**How to complete this task**: In the records below, find the line containing "I don't think this is working as desired." and the line containing "GM Client - Elf token selected"; please repeat exactly the lines from one to the other, both included, and nothing more.

[[ Records to use open ]]

PR #439, opened 2019-04-16
Macro editor changes

JamzTheMan:
This change is [Reviewable](https://reviewable.io/reviews/rptools/maptool/439)


Phergus:
Hotkey visibility checkbox is erratic.  If a hotkey has already been assigned, unchecking it doens't remove the hotkey from button label.    If I uncheck it and then assign a hotkey, the button is labeled correctly but the checkbox does not then work to enable display of the hotkey.

JamzTheMan:
Thanks, I will take a look.

PR #2062, opened 2020-07-01
Optimize for performance by only using deterministic parser where needed

### LINKED ISSUE #1898: Improve Macro performance

nmeier:
(TOOLTIP, expandRoll). This makes headless macros (those that work with h and r roll options) faster as no deterministic AST tree is generated within parser.

Added unit tests for macro branch roll options that previously failed.

Unit testing MapToolLineParser is difficult as it's not truly headless. There are calls to static methods that fail, so I hardened a bit where needed.

fixes #1898

---
This change is [Reviewable](https://reviewable.io/reviews/rptools/maptool/2062)

### DIFF
--- a/src/main/java/net/rptools/maptool/client/MapTool.java
+++ b/src/main/java/net/rptools/maptool/client/MapTool.java
@@ -1382,7 +1382,7 @@ public class MapTool {
   }
 
   public static boolean useToolTipsForUnformatedRolls() {
-    if (isPersonalServer()) {
+    if (isPersonalServer() || getServerPolicy() == null) {
       return AppPreferences.getUseToolTipForInlineRoll();
     } else {
       return getServerPolicy().getUseToolTipsForDefaultRollFormat();
--- a/src/main/java/net/rptools/maptool/client/MapToolLineParser.java
+++ b/src/main/java/net/rptools/maptool/client/MapToolLineParser.java
@@ -631,7 +631,7 @@ public class MapToolLineParser {
       Object retval = params[index];
       // No parsing is done if the param isn't a String (e.g. it's already a BigDecimal)
       if (params[index] instanceof String) {
-        Result result = parseExpression(res, tokenInContext, (String) params[index], true);
+        Result result = parseExpression(res, tokenInContext, (String) params[index], false);
         retval = result.getValue();
       }
       return retval;
@@ -737,7 +737,6 @@ public class MapToolLineParser {
   public String parseLine(
       MapToolVariableResolver res, Token tokenInContext, String line, MapToolMacroContext context)
       throws ParserException {
-
     // copy previous rolls and clear out for new rolls.
     if (parserRecurseDepth == 0 && macroRecurseDepth == 0) {
       lastRolled.clear();
@@ -854,7 +853,7 @@ public class MapToolLineParser {
                   outputOpts.add("w");
                   for (int i = 0; i < option.getParamCount(); i++) {
                     String arg =
-                        parseExpression(resolver, tokenInContext, option.getStringParam(i), true)
+                        parseExpression(resolver, tokenInContext, option.getStringParam(i), false)
                             .getValue()
                             .toString();
                     if (arg.trim().startsWith("[")) {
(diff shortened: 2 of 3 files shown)


Merudo:
This gives my framework errors:

`Illegal argument type com.google.gson.JsonObject, expecting java.math.BigDecimal or java.lang.String`

nmeier:
@Merudo checking your test on illegal argument

nmeier:
confirmed - since json arrays are not flattened all the time the addition doesn't handle the + well, I'll add a test-case. You're workaround to convert to string is right but I think we can make this backwards compatible

`[h: "test" + json.set("{}", "property", "value")]
`

Merudo:
It's because the parser was automatically converting json arrays and objects in variable to strings, and it isn't anymore.

Example:

```json
[h: jobj = json.set("{}", "property", "value")] 
[r: "Json Object: " + jobj] 
```
This returns `Json Object: {"property":"value"}` in 1.7 but gives an error in develop.

Which may be fine, really. The workaround is just to add `string()` strategically.

Merudo:
> confirmed - since json arrays are not flattened all the time the addition doesn't handle the + well, I'll add a test-case. You're workaround to convert to string is right but I think we can make this backwards compatible
> 
> `[h: "test" + json.set("{}", "property", "value")] `

Yep, jsons should be converted to strings when used with the `+` operator, otherwise the operation is not meaningful.

nmeier:
Yeah, it does makes sense to require conversion, otherwise most of functions don't make sense. 

Not good for those macro scripts using any of those functions below at this point

        net.rptools.maptool.client.functions 
            InputFunction  
            ReturnFunction  
            StrListFunctions  
            StrPropFunctions 
        net.rptools.parser.function 
            AbstractComparisonFunction 
            AbstractLogicalOperatorFunction 
            AbstractNumberFunction 
        net.rptools.parser.function.impl 
            Addition 
            Equals  (equals could do an equals on a json array, requires another parser update though)
            Eval 
            Mean 
            Median 
            NotEquals  (same, is possible to do on json array)
            StrEquals 
            StrNotEquals

Phergus:
@nmeier should we expect a fix for this or should it be reverted?

selquest:
My dev environment is failing the unit test starting at this merge commit - `MapToolLineParserTest.testMacros()`:
```
expected line #1:`expanded roll sh[...]` doesn't match ==> expected: <
expanded roll shows ...if\(1 == 1, 1, 0\) = 1.
> but was: <
expanded roll shows if(1 == 1, 1, 0) = 11
>
```

nmeier:
I think we should leave as is - making these operations backwards comp we can rule out for operations between string and the (non flattened) json objects. I think one can argue about (not)equals but the code is just full of assumptions about string/bigdecimal so I'm not sure it's worth it.

nmeier:
@selquest looking at that test-case, it works here on Windows. The special characters that maptool adds for expanded Rolls might be different in your setup.

Merudo:
I think it would make sense for the Addition functions to automatically convert json elements into strings. This should be a straightforward modification to the parser that would preserve backward compatibility.

nmeier:
added a PR that makes those operations (+, ==, etc.) work backwards so this works fine again

`[r: "test" + json.set("{}", "property", "value")]
`

https://github.com/RPTools/parser/pull/42

Phergus:
Parser bumped to 1.8.1.

Issue #1726, opened 2020-04-29
add lumens support to Sight (Light already has it)


Azhrei:
**Describe the bug**
Lights are currently capable of expressing "negative lumens", causing darkness.  There's a note in the Help text of the Campaign Property's **Light** tab that says the dark vision **Sight** is equivalent to 100 lumens.  The problem is that I have a creature that can cast darkness at lumens=-100 (per the **Light** tab) but needs to be able to see through it and can't (because the **Sight** tab doesn't have a "lumens" keyword).

**Expected behavior**
Since the **Light** tab allows negative lumens, the **Sight** tab should allow the definition of vision types that can see through it.

**MapTool Info**
- Version: 1.6.1

**Desktop (please complete the following information):**
 - OS: macOS
 - Version 10.15

**Additional context**
I haven't looked at the code (I have no development environment installed, currently) but this may or may not be a lot of work.  Since the **Light** tab says darkvision (which should be any vision type with the **r** modifier) effectively has "lumens=100", I'm hoping there's already a field in the structure and it just needs the proper parsing in the **Sight** tab to be active. 🤞

selquest:
I'll update the various Sight/Light wiki pages to reflect these changes coming in 1.8

selquest:
Updated the "Introduction to Lights and Sights" wiki page to include the existing option of Lumens for Light Sources, and advise of the upcoming option to add them to Sight.

Phergus:
I don't think this is working as desired.

Map Vision set to Night.  No FoW.  Info token has Darkness Light with lumens=-120

GM Client - Hero token selected
![image](https://user-images.githubusercontent.com/34379254/87465669-4898d100-c5d2-11ea-86d4-87970b14d4f8.png)

GM Client - Elf token selected
![image](https://user-images.githubusercontent.com/34379254/87465717-5b130a80-c5d2-11ea-8bca-caa3f2efe221.png)

Hero Client - Nothing is visible in the area covered by the darkness as his light source is only a Lumens 100 and he has Normal vision.  The problem is that the darkness area itself is also not visible.  No indication that there is an area within his view that is covered by darkness.
![image](https://user-images.githubusercontent.com/34379254/87467270-ec837c00-c5d4-11ea-9ec4-21f3e8447221.png)

Elf Client - Has personal light with lumens=150.  Same issue as Hero.  Can't see that there is an area of darkness.
[...]

PR #2070, opened 2020-07-05
Add lumens support to personal light sources created with Sight types.

selquest:
- Allow Sight types to specify a lumens value.
- Update sightHelp text to include the new option
- Update lightHelp text to reflect that 100 is now only the _default_ lumens for personal light sources

Fixes RPTools/maptool#1726

---
This change is [Reviewable](https://reviewable.io/reviews/rptools/maptool/2070)


Azhrei:
I'm looking forward to trying this change.  My current character in a game can cast _deeper darkness_ which other characters cannot see in, but she can.  So right now, her light source is set to -110 lumens, but then even she can't see!  With this change, her personal sight could be set to 120 and she'd be able to see within her own _darkness_ field, and creatures with the _see in darkness_ ability could also have that vision setting.  (Of course, she'd be able to see within any other darkness area as well, even if it wasn't her spell effect.  That's not the way her ability works.  The ideal solution would be to somehow apply ownership/visibility on a per light source basis, but that might be a huge change.)

JamzTheMan:
@Azhrei 

> (Of course, she'd be able to see within any other darkness area as well, even if it wasn't her spell effect. That's not the way her ability works. The ideal solution would be to somehow apply ownership/visibility on a per light source basis, but that might be a huge change.)

Do you want to open another issue for this?

Maybe "personal lights" should be ripped out of Vision definitions going and "lights" granted the ability to apply ownership instead. And perhaps a `!ownership` as well, aka "a darkness effect that affects all but me"?

At least it's worth discussing in a new thread...

PR #2072, opened 2020-07-06
full token visible as soon as 1 pixel of token's square is within view

### LINKED ISSUE #2069: 1.7.0: full token visible as soon as 1 pixel of token's square is within view
**Describe the bug**
When a PC moves so that the NPC's token is not entirely blocked by VBL, the entire NPC becomes visible. In 1.6.1, only the part of the NPC token not blocked by VBL was visible.

**To Reproduce**
1. Create a new map with vision set to "Day"
2. Put a line of VBL
3. Place a PC token on one side
4. Place an NPC token where VBL prevents the PC from seeing it. Make sure "Is Visible over FOW" is not checked.
5. Move the PC little by little.
6. Once a single pixel of the NPC's *square* is not blocked by VBL, the entire token is visible.

**Expected behavior**
Only the portion of the NPC token that is not blocked by VBL should be visible. The PC could, for example, only see half of the NPC's token.

**Screenshots**
image
image

**MapTool Info**
- Version: 1.7.0
- Install: New
- Issue appears both on .deb package (Gentoo Linux) and .exe (Windows 7)

 - OS: Windows 7, Gentoo Linux-5.4.28

nmeier:
fixes #2069

---
This change is [Reviewable](https://reviewable.io/reviews/rptools/maptool/2072)

### DIFF
--- a/src/main/java/net/rptools/maptool/client/ui/zone/ZoneRenderer.java
+++ b/src/main/java/net/rptools/maptool/client/ui/zone/ZoneRenderer.java
@@ -3204,7 +3204,7 @@ public class ZoneRenderer extends JComponent
       timer.stop("renderTokens:OnscreenCheck");
 
       // create a per token Graphics object
-      Graphics2D tokenG = (Graphics2D) g.create();
+      Graphics2D tokenG = (Graphics2D) clippedG.create();
 
       // Previous path
       timer.start("renderTokens:ShowPath");
@@ -3376,6 +3376,7 @@ public class ZoneRenderer extends JComponent
           }
         }
       } else {
+        // fallthrough normal token rendered against visible area
         tokenG.drawImage(workImage, at, this);
       }
       timer.stop("tokenlist-7");
--- a/src/main/java/net/rptools/maptool/client/ui/zone/ZoneRenderer.java
+++ b/src/main/java/net/rptools/maptool/client/ui/zone/ZoneRenderer.java
@@ -14,25 +14,7 @@
  */
 package net.rptools.maptool.client.ui.zone;
 
-import java.awt.AlphaComposite;
-import java.awt.BasicStroke;
-import java.awt.Color;
-import java.awt.Cursor;
-import java.awt.Dimension;
-import java.awt.Font;
-import java.awt.FontMetrics;
-import java.awt.Graphics;
-import java.awt.Graphics2D;
-import java.awt.Image;
-import java.awt.Paint;
-import java.awt.Point;
-import java.awt.Rectangle;
-import java.awt.RenderingHints;
-import java.awt.Shape;
-import java.awt.Stroke;
-import java.awt.TexturePaint;
-import java.awt.Toolkit;
-import java.awt.Transparency;
+import java.awt.*;
 import java.awt.dnd.DropTargetDragEvent;
 import java.awt.dnd.DropTargetDropEvent;
 import java.awt.dnd.DropTargetEvent;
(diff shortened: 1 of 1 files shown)


Merudo:
Seems like this PR breaks "Is Visible over FoW".

Phergus:
Got to make sure that it also isn't clipping the GM view.

nmeier:
hmm, another option, I see. Will check "Visible over FoW"

nmeier:
Question: why is the token not clipped against the field of view, when "Visible over FoW"?

This is 1.6.1 - the top right wolf is shown completely as soon as one pixel comes into field of view

image

Merudo:
> Question: why is the token not supposed to be clipped against the field of view, when "Visible over FoW"?
> This is 1.6.1 - the top right wolf is shown completely as soon as one pixel comes into field of view. Shouldn't it still be clipped?

I'm not sure if I understand your question. Are you asking why enabling "Visible over FoW" makes the token visible over the FoW?

nmeier:
> > Question: why is the token not supposed to be clipped against the field of view, when "Visible over FoW"?
> > This is 1.6.1 - the top right wolf is shown completely as soon as one pixel comes into field of view. Shouldn't it still be clipped?
> 
> I'm not sure if I understand your question. Are you asking why enabling "Visible over FoW" makes the token visible over the FoW?

Rephrasing - a token with "Visible over Fow" is rendered over fog of war, makes sense. It's rendered completely though even where it can't be seen from a Vision Blocking point of view (1.6.1)

Here the top right wolf is shown over fog of war, good. It's also shown though where the VBL would block it. 

image

Logically "over fow" doesn't mean "ignore VBL" - wouldn't this be the correct result?

image

Shouldn't the VBL block off vision of tokens that are not visible

Azhrei:
I believe Jamz said that the final implementation (in 1.7) is that the token is broken into nine cells and if more than half are visible, the entire token is visible.  IIRC, it had something to do with doors being only partially visible meant that players didn’t recognize them as doors (and that was the original use case for VoFOW).  VoFOW was not meant for NPCs.

JamzTheMan:
Correct, the original intention is that this is usually used for objects like roofs, doors, etc where you want the see then even though the block vision.

You want objects that block los but you need to see what that object is, like a bus or car or tank. But you don't want to see typically they have vbl over them (think doors) so clipping them isn't possible.

There is a 1/9th tolerance built in and settable on the token (1-9) to determine how much of the token you would need to see before revealing.

It isn't the best way but until we refactor the renderer it is what it is.

nmeier:
ok, understand. Suggest to still tweak this a bit 1.6.1 vs what I think it should look like


version | GM | Player  |  Note
--|--|--|--
1.6.1 |  image | image | Token transparency not applied to top fox, halo and state not shown for the 1/9th tolerance case
suggestion |  image |  image | transparency correctly applied in all cases, all info about token pops up in 1/9th tolerance case

Phergus:
That looks good to me.

Merudo:
Figure tokens are also supposed to be fully displayed.

nmeier:
latest test case with normal token, over-fow token, figure tokens, a VBL and player token

image

[visiontest-2069.zip](https://github.com/RPTools/maptool/files/4885123/visiontest-2069.zip)

nmeier:
I've reworked the logic a bit as I found the existing if-else statements very confusing - there's now one place that checks isTokenInNeedOfClipping and based on that either the vision clipped G is used or not.

renderTokens has ~700 lines of code, that's a mouthful to refactor. I understand there's a possible future renderer so I'm keeping  the refactoring to the minimum.

FYI the tokenGraphics and managing it was part of using AffineTransform for alpha. There's opportunity to also handle flip by the rendering pipeline instead of genering a workimage.

JamzTheMan:
Yea, the current code has gotten a little out if hand over the years.

It needs an overhaul and it's on the short list now after all the scripting changes.

PR #2086, opened 2020-07-11
Make API changes from Parser refactoring

### LINKED ISSUE #1898: Improve Macro performance

nmeier:
see  
  https://github.com/RPTools/parser/pull/45
  https://github.com/RPTools/dicelib/pull/57

Changes:
 * refactor all functions that now get the variable resolver as argument
 * update/add unittest
 * New MapToolExpressionParser that adds caching of expression to the Parser. If an expression has been parsed, its soft cached Expression instance is reused.

fixes #1898

---
This change is [Reviewable](https://reviewable.io/reviews/rptools/maptool/2086)


Phergus:
@nmeier  Go ahead and commit a new build.gradle that bumps Dicelib to 1.6.5 and Parser to 1.8.2.

Issue #1263, opened 2020-02-08
Campaign Loading does not happen in a thread safe way


cwisniew:
**Describe the bug**
Details to follow (need the issue number)

nmeier:
I believe this pr fixes the existing load- /adds the missing save- SwingWorker 
https://github.com/RPTools/maptool/pull/1668

Phergus:
No issues seen loading campaigns with these changes.  Appears to be working as expected.

PR #2115, opened 2020-07-24
Minor error message key fix introduced in 1263 

nmeier:
Maptool is showing save campaign error-text if a load error occurs

I can create an issue if you want to to track this as such.

#1263

---
This change is [Reviewable](https://reviewable.io/reviews/rptools/maptool/2115)


Phergus:
Go ahead and open an issue since 1263 was part of the last release.

nmeier:
see #2116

[[ Records to use closed ]]

**Answer**:
I don't think this is working as desired.

Map Vision set to Night.  No FoW.  Info token has Darkness Light with lumens=-120

GM Client - Hero token selected
![image](https://user-images.githubusercontent.com/34379254/87465669-4898d100-c5d2-11ea-86d4-87970b14d4f8.png)

GM Client - Elf token selected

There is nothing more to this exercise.